Point Lobos, California, 2019

People keep asking me, “What’s the next one?” The reality is that we are in a between year. Trying not to make it sound like the doldrums (what a great word), but when I looked at my schedule for next year, I simply can’t find a spot for a two week trip plus weekends on either side. I am usually able to preserve that period of respite but this year’s judicial system apparently had other ideas in mind. Hmm.

Mauna Kea, Hawaii, 2013

We haven’t had a between year for a while. In fact, I think since 2013 which somewhat inadvertently turned into one due to a virulent flu attack on J as we were about to embark on our Hawaii backpacking trip. Since then, we’ve climbed Elbrus, Ecuador’s volcanoes, hiked the Scottish Highlands and the Peaks of the Balkans, and summited Stok Kangri at all of its over 20,000 foot splendor.

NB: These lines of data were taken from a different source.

PR #383, opened 2019-04-28
[ WIP ]Updated Cosmos JSON payload structure - Update tests

### LINKED ISSUE #382: Fix Cosmos transaction payload json structure

eddywm:
Fixes #382


src/Cosmos/Serialization.cpp
```diff
@@ -20,6 +20,16 @@ const static std::string AMINO_PREFIX_SEND_COIN_MESSAGE = "cosmos-sdk/MsgSend";
 const static std::string AMINO_PREFIX_STAKE_MESSAGE = "cosmos-sdk/MsgDelegate";
 const static std::string AMINO_PREFIX_TRANSACTION = "auth/StdTx";
 const static std::string AMINO_PREFIX_PUBLIC_KEY = "tendermint/PubKeySecp256k1";
+const static std::string BROADCAST_MODE = "async";
+
+json higherWrapperJSON(const std::string& broadCastMode, json& jsonObj) {
+    json jsonMsgWrapper;
+
+    jsonMsgWrapper["tx"] = jsonObj;
+    jsonMsgWrapper["mode"] = broadCastMode;
```
vikmeup: I think we should expose `broadcastMode ` so the caller can specify which format he would like

vikmeup:
@eddywm can you remove `"mode": "block"` part from the code? I think it would make sense to be set from the network layer, the rest should be good, make sure it works as expected

eddywm:
@vikmeup The mode I used is "async" 
and I think the mode field is required by that endpoint,
if we remove it the request will be rejected with the error message : ``A mode is required``

vikmeup:
It’s responsibility of the network layer to inject block type, no need to include this for signing

eddywm:
> It’s responsibility of the network layer to inject block type, no need to include this for signing

Cool I get it, I will have to figure out how to pass it, from sign input.

swift/Tests/CosmosSignerTests.swift
```diff
@@ -125,14 +126,12 @@ class CosmosSignerTests: XCTestCase {
             $0.fee = fee
             $0.privateKey = privateKey.data
         }
-
+        
         let output = CosmosSigner.sign(input: signingInput)
-        XCTAssertEqual("a264747970656a617574682f53746454786576616c7565a463666565a266616d6f756e7481a266616d6f756e7464313031386564656e6f6d646d756f6e6367617366313031373231646d656d6f60636d736781a2647479706576636f736d6f732d73646b2f4d736744656c65676174656576616c7565a366616d6f756e74a266616d6f756e746231306564656e6f6d646d756f6e7164656c656761746f725f61646472657373782d636f736d6f733168736b366a727979716a6668703564686335357463396a74636b7967783065706836646430327176616c696461746f725f616464726573737834636f736d6f7376616c6f706572317a6b757072383368727a6b6e33757035656c6b747a63713374756674386e78736d77647167706a7369676e61747572657381a2677075625f6b6579a26474797065781a74656e6465726d696e742f5075624b6579536563703235366b316576616c7565782c416c636f6273507a66544e56653775714141736e6445724a416a71706c6e79756461474230662b522b703346697369676e61747572657858774976666243734c52436a7a6558586f58544b66484c4758526241416d5570304f313334485666566336706664564e4a76767a49534d485255486759636a735369466c4c79523332686569612f794c674d44744959513d3d", output.encoded.hexString)
```
hewigovens: can you keep this assert?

Our home at Mt. Elbrus, Russia, 2014

So what will 2020 hold? The year itself – with its parallel numbers – must mean something. Thus far, the idea is a throwback – a week at the North Carolina beach with family and friends. Haven’t done that for years. And hopefully the daughters are now old enough to avoid sea kayaking accidents like the one many years ago that caused me to call 911 to everyone’s great embarrassment since they’d hauled themselves out of the ocean by the time the rescue team arrived. I suspect we are still black listed at the sea kayak rental place.

But as fun as that will be, there have to be some actual summits somewhere. It looks like work will take me to Seattle over spring break – and there appear to be some nearby hikes with a good 3500-4000 feet of elevation gain. And N, A’s boyfriend, has suggested we hike the northern part of the Appalachian Trail and summit Mt. Katahdin. It’s the highest mountain in Maine and he promises he knows the way to reach its 5,267 foot peak.

That sounds appealing. Given that the odds of our hiking the entire AT are probably close to nil we might as well cross the finish line first.

So, I may wrap the decade of my 50s with local summits. They are just as important as the others. But 2021 marks the 10th anniversary of the start of all my mountaineering and related adventures. Entertaining suggestions for another non (or at least mostly non) technical, over 20,000 foot mountain for my 60th birthday next year! Got to keep looking toward the future!

A and N looking toward the future from Mt. Washington, New Hampshire

Gear I Haven’t Used – A Closet of Dreams?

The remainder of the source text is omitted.